Work task>
Scan the records below. List lines holding "noticed".

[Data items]
PR #7283, opened 2023-03-06
Configure dependabot to update all packages in monorepo

aleksfront:
Currently it checks only root directory to dependencies. This PR configures to respect other packages as well.

As described in https://github.com/dependabot/dependabot-core/issues/4993#issuecomment-1289133027


aleksfront:
Just figured out that dependabot.yml should be located in `.github` folder, and there is a configuration. Will fine-tune config from there.

PR #7245, opened 2023-02-28
Revert "Renderer file logging transport (#6795)"

samitiilikainen:
Renderer file logging still caused UI freezing (at least on apple silicon macs) when cluster frame was open and main frame was reloaded.

See https://github.com/lensapp/lens-ide/issues/544

This reverts commit ac2d0e46ff9db63bbebb58b47a9a6455fc5ced84.

PR #7300, opened 2023-03-07
Renderer file logging through IPC

samitiilikainen:
Implementation similar to #6795, produces the same log files.

To avoid using file system directly in renderer, now using IPC transport to send log messages from renderer to main. Main then writes messages to files using the file transport of Winston, ensuring there is at most one file handle open for each log file. 

Unfortunately also the same UI reload/quit issues apply here as in #6795 (reverted in #7245).
1. UI freezes if there is any `pagehide` listener in cluster frame - at least in certain situations with multiple clusters open. 
2. This forces to use `beforeunload` as that doesn't freeze the UI, but also doesn't often get called in all cluster frames when main frame is unmounted.
3. Cluster log files are left open when `beforeunload` is not called

To fix issues leaving files open:
1. This implementation creates only one file handle per cluster id in main, so when UI is reloaded, the same unclosed files will be reused.
2. When only the UI is quit (leaving the main process running), there is now `stopIpcLoggingInjectable` with `beforeQuitOfFrontEndInjectionToken` to ensure all renderer log files are closed.


packages/core/src/main/logger/close-ipc-logging-listener.injectable.ts
```diff
@@ -0,0 +1,20 @@
...
+  closeIpcFileLoggerChannel,
+} from "../../common/logger/ipc-file-logger-channel";
+
+const closeIpcFileLoggingListenerInjectable = getMessageChannelListenerInjectable({
+  id: "close-ipc-file-logging",
+  channel: closeIpcFileLoggerChannel,
+  handler: (di) => (fileId) =>
+    di
+      .inject(ipcFileLoggerInjectable)
+      .close(fileId),
```
Nokel81: We should inject `ipcFileLogger` once and then use it afterwards

```suggestion
  handler: (di) => {
    const ipcFileLogger = di.in.inject(ipcFileLoggerInjectable);
    
    return (fileId) => ipcFileLogger.close(fileId);
  },
```

packages/core/src/main/logger/ipc-file-logger.ts
```diff
@@ -0,0 +1,56 @@
...
+
+    const fileTransport = this.createNewFileTransport({
+      ...this.options,
+      filename: `lens-${fileId}.log`,
+    });
+
+    this.fileTransports.set(fileId, fileTransport);
+
+    return fileTransport;
+  }
```
Nokel81: This can be simplified by using the `getOrInsertWith` helper from `@k8slens/utilities`

packages/core/src/main/logger/ipc-file-logger.ts
```diff
@@ -0,0 +1,56 @@
...
+    if (transport) {
+      transport.close?.();
+      this.fileTransports.delete(fileId);
+    }
+  }
+
+  closeAll() {
+    [...this.fileTransports.keys()].forEach((fileId) => {
+      this.close(fileId);
+    });
```
Nokel81: nit: maybe use a `for...each`

packages/core/src/main/logger/ipc-file-logger.ts
```diff
@@ -0,0 +1,56 @@
+/**
+ * Copyright (c) OpenLens Authors. All rights reserved.
+ * Licensed under MIT License. See LICENSE in root directory for more information.
+ */
+import type { LogEntry, transports } from "winston";
+
+type IpcFileLoggerOptions = Omit<transports.FileTransportOptions, "filename">;
+
+class IpcFileLogger {
```
Nokel81: Don't quite see why this needs to be a class, could just be created within the `ipc-file-logger.injectable.ts` file. Especially since there will never bee a need to `extend` this class.

packages/core/src/main/logger/ipc-file-logger.ts
```diff
@@ -0,0 +1,56 @@
...
+    const transport = this.ensureTransportForFile(fileId);
+
+    transport?.log?.(entry, () => {});
+  }
+
+  close(fileId: string) {
+    const transport = this.fileTransports.get(fileId);
+
+    if (transport) {
+      transport.close?.();
```
Nokel81: Is the typing of `transport.close` really `undefined | () => void`?

packages/core/src/main/logger/ipc-logging-listener.injectable.ts
```diff
@@ -0,0 +1,40 @@
+/**
+ * Copyright (c) OpenLens Authors. All rights reserved.
+ * Licensed under MIT License. See LICENSE in root directory for more information.
+ */
+import ipcFileLoggerInjectable from "./ipc-file-logger.injectable";
+import { getMessageChannelListenerInjectable } from "../../common/utils/channel/message-channel-listener-injection-token";
+import type {
+  IpcFileLogObject } from "../../common/logger/ipc-file-logger-channel";
```
Nokel81: nit: this formatting looks really weird.

(If it is a prettier issue, disregard)

packages/core/src/renderer/frames/root-frame/init-root-frame.injectable.ts
```diff
@@ -60,6 +62,7 @@ const initRootFrameInjectable = getInjectable({
       window.addEventListener("beforeunload", () => {
         logger.info("[ROOT-FRAME]: Unload app");
 
+        closeRendererLogFile();
```
Nokel81: Maybe it would be better to factor the registering of this event handler out of these "god-functions" right now. Instead of adding more to these legacy form.

packages/core/src/renderer/logger/close-renderer-log-file-id.test.ts
```diff
@@ -0,0 +1,56 @@
...
+
+  it("sends the ipc close message with correct log id", () => {
+    const closeLog = di.inject(closeRendererLogFileInjectable);
+
+    closeLog();
+
+    expect(sendIpcMock).toHaveBeenCalledWith(
+      { id: "close-ipc-file-logger-channel" },
+      "some-log-id",
+    );
```
Nokel81, line 44: I think that sending Ipc would be the wrong level of a test.

Suggestion: Write this out as a behavourial test suite (this goes along with the suggestion of factoring out the registering of the "beforeunload" event handler) so that once a window is registered you can emit the "beforeunload" event and then verify that the function on `main` side is called. That way the communication specifics can change without the test failing.

packages/core/src/renderer/logger/renderer-log-file-id.test.ts
```diff
@@ -0,0 +1,34 @@
...
+    di.override(currentlyInClusterFrameInjectable, () => true);
+    di.override(windowLocationInjectable, () => ({
+      host: "some-cluster.lens.app",
+      port: "irrelevant",
+    }));
+    const clusterFileId = di.inject(rendererLogFileIdInjectable);
+
+    expect(clusterFileId).toBe("renderer-cluster-some-cluster");
+  });
+});
```
Nokel81, line 34: This could be replaced by some behavioural tests that verify that a file is written to the mock file system with the correct name when a logging entry is used.

packages/core/src/renderer/logger/renderer-log-file-id.injectable.ts
```diff
@@ -0,0 +1,29 @@
...
+  id: "renderer-log-file-id",
+  instantiate: (di) => {
+    let frameId: string;
+    const currentlyInClusterFrame = di.inject(currentlyInClusterFrameInjectable);
+
+    if (currentlyInClusterFrame) {
+      const { host } = di.inject(windowLocationInjectable);
+      const clusterId = getClusterIdFromHost(host);
+
+      frameId = clusterId ? `cluster-${clusterId}` : "cluster";
```
Nokel81: Given that a `clusterId` should always be present, maybe just trying to compute the `getClusterIdFromHost` is enough to verify that we are currently in the cluster frame

Nokel81 (commented):
Also a general comment:

I recently noticed #7321, do you think that might be easy to fix?

packages/core/src/main/logger/close-ipc-logging-listener.injectable.ts
samitiilikainen: Thanks!

packages/core/src/main/logger/ipc-file-logger.ts
samitiilikainen: Nice!

packages/core/src/main/logger/ipc-file-logger.ts
samitiilikainen: Yes unfortunately it is

packages/core/src/main/logger/ipc-logging-listener.injectable.ts
samitiilikainen: That's a result of running `lint:fix` to please the PR checks, agreed that it does not look ok. Prettier seems to make it nice though.

I've also recently had some issues with VS Code not showing linting issues as the PR github actions.

packages/core/src/renderer/logger/renderer-log-file-id.injectable.ts
samitiilikainen: I removed the ternary condition as it was quite unnecessary. Not sure if you meant `currentlyInClusterFrame` should be replaced with `getClusterIdFromHost`. To me it seems more correct to use `currentlyInClusterFrame` which checks the process frame, getting part of the url host with `getClusterIdFromHost` might accidentally return something for the main frame too.

packages/core/src/main/logger/file-transport.injectable.ts
```diff
@@ -8,7 +8,7 @@ import directoryForLogsInjectable from "../../common/app-paths/directory-for-log
 import { loggerTransportInjectionToken } from "../../common/logger/transports";
 
 const fileLoggerTranportInjectable = getInjectable({
```
Nokel81: nit: can you also fix the injectable name

samitiilikainen: Thanks, that typo seems to be hard to spot

Nokel81 (approved):
Would be great if we could get some behaviour tests too, but these should be fine for the time being

Issue #6347, opened 2022-04-29
Class act leaves a card in the stack when drawing your entire deck (unless it's one card)


NBKelly:
I only noticed because I've been playing a lot of Obelus.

Output of the exercise>
I recently noticed #7321, do you think that might be easy to fix?
I only noticed because I've been playing a lot of Obelus.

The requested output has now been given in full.